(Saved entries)
────
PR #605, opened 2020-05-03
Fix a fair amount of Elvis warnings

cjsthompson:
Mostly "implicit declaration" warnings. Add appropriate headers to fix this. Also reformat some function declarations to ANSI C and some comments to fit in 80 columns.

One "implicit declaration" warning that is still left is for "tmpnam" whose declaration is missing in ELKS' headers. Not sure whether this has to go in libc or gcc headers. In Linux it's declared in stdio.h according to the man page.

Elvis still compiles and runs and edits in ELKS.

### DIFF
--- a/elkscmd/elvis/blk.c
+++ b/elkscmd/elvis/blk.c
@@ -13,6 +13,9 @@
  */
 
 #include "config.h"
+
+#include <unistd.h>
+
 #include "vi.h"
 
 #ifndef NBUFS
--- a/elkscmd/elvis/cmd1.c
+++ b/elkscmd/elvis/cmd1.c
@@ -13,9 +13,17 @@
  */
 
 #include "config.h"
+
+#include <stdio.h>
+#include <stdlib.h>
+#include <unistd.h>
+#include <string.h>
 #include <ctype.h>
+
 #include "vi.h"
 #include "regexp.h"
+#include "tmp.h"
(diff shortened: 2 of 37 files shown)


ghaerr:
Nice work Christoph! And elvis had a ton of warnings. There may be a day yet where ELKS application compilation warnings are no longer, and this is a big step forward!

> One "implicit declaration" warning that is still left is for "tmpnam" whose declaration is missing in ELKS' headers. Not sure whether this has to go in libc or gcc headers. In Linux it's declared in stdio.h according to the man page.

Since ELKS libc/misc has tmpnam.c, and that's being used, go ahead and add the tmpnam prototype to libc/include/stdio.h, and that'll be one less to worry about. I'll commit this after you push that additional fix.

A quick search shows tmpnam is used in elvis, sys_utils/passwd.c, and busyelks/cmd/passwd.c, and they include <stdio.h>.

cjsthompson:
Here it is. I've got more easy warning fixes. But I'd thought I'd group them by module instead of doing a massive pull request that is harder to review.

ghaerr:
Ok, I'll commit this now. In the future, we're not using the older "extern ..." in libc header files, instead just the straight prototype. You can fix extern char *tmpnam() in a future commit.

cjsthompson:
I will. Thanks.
────
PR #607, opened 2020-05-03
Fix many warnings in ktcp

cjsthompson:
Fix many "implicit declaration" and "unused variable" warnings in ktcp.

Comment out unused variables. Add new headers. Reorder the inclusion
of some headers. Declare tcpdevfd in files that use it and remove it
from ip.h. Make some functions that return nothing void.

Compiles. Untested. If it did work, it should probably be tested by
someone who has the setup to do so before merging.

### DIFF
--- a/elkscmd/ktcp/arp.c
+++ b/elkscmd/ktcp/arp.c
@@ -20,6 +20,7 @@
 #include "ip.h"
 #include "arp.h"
────
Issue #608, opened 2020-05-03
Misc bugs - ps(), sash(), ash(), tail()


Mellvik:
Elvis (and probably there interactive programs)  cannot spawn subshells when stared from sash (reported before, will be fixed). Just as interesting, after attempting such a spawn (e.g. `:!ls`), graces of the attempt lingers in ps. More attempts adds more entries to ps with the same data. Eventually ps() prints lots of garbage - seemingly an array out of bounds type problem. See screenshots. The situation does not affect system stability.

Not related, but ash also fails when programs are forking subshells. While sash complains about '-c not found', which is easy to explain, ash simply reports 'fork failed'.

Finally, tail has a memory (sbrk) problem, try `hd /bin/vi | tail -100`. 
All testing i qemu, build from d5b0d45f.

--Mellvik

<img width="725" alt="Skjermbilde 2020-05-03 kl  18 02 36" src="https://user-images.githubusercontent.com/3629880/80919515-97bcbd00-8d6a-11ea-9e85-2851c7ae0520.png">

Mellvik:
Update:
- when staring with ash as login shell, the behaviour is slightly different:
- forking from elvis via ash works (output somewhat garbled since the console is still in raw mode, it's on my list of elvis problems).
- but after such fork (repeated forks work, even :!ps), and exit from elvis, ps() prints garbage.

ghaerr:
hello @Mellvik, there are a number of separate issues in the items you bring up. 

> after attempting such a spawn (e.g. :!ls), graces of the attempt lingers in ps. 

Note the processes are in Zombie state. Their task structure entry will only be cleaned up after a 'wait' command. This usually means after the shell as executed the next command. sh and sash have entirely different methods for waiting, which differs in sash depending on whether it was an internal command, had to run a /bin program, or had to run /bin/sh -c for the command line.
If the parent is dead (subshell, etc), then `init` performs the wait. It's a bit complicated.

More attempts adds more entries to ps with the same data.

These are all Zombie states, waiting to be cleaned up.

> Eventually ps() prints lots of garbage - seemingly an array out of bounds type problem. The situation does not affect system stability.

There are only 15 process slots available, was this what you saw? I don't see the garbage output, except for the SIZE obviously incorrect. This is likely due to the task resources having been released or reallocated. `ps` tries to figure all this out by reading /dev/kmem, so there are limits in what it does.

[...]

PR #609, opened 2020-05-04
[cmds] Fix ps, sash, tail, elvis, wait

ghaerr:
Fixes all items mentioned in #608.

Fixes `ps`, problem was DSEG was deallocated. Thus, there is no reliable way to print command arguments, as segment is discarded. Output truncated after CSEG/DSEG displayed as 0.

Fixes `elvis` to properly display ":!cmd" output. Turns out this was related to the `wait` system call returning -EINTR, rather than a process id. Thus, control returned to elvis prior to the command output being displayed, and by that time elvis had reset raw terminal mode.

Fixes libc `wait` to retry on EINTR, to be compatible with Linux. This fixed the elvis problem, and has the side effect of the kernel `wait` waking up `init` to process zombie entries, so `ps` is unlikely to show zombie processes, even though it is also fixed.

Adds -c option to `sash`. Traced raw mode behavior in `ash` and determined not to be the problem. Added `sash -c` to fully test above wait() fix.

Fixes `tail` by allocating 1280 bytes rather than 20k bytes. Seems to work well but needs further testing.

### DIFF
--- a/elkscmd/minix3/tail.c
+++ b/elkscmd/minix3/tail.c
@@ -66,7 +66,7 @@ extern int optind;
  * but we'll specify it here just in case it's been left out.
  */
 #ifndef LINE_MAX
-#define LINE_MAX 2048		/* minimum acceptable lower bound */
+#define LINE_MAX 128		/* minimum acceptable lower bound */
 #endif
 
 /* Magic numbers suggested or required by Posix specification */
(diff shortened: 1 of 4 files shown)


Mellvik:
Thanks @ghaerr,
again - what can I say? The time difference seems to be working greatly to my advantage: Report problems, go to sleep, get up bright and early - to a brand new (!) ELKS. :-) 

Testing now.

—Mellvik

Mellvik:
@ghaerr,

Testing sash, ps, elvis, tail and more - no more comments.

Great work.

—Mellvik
────
Would you copy every line of the entries in which "minimum" appears?

• Solved problem:
-#define LINE_MAX 2048		/* minimum acceptable lower bound */
+#define LINE_MAX 128		/* minimum acceptable lower bound */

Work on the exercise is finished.